Today is the second day of my fourth time trying the Love dare. Until now my selfishness and pride have prevented me from putting all I have into my marriage. Why is it so hard to relinquish my selfish behavior to fix my marriage. I know she loves me. We both did things that were unloving and not christian but it doesn't mean we don't love each other. Sometimes people are weak. Marriages shouldn't fail because of mistakes they only fail when neither wants to make it work. This time I am committed to making it work. It hurts when I say "I love you" to her there is a deafening silence. It hurts that she won't admit that she still thinks we can work. I see it in her eyes. When we aren't talking about all the bad things, we laugh, joke, and flirt like we used to. Her smile is brighter than I have seen in years. She has seen me change and then revert back. This time is different though. I can't explain it. Something broke in me and I feel a lot different towards her now. I feel like I did when we first met. Like she is the only person that matters. Like she is the one who completes me. I am grateful for my career which I selfishly brag about as how smart I am but it was her who pushed me to go back to school. She pushed me every time I said I couldn't do it. When I gradated there was no one prouder of me than her she was my biggest fan. As time went on and life happened my pride took over. I am not sure if I felt like I didn't need her or that I felt I was better than my wife and marriage. Life takes amazing turns. When we were broke and struggling we always found a way to make it through. The more money I made the more distant we became and the less I felt I needed to do. When she was a stay at home mom she wasn't a very good housekeeper and I should have seen then that she needed me to be her biggest fan not her worst enemy. As I type this I am realizing all of these horrible things about myself. I won't stray again. 

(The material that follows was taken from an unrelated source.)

PR #1188, opened 2026-08-09
fix(ota): defer GitHub release redirects until the previous TLS connection is freed

KipK:
## Summary

Currently, GitHub-based HTTP OTA updates fails, getting stuck at:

By the grace of God and the power of his mercy, I will find a permanent change in myself that won't feign when things show improvement. 

The dare: Do at least one unexpected gesture as an act of kindness. 

In the past I have struggled with this. I always thought to myself there isn't anything I can think of. Today as I did my morning commute (2hrs) the tail lights in front of me in the dark were like beacons of guidance and I prayed to God that he would bless me with the knowledge of my actions to show her I know what will make her life easier. Moments later as traffic began to flow again the thoughts rushed in. I am hoping I can edit this later so I can tell everyone what it was because I believe she knows about this site and don't want her to be inadvertently aware and take away from it's meaning. Actions truly do speak louder than words and until now my words were all she knew. Today is a blank page. I'm going to write my story starting today. Forgive the past. Focus on the rest of our life.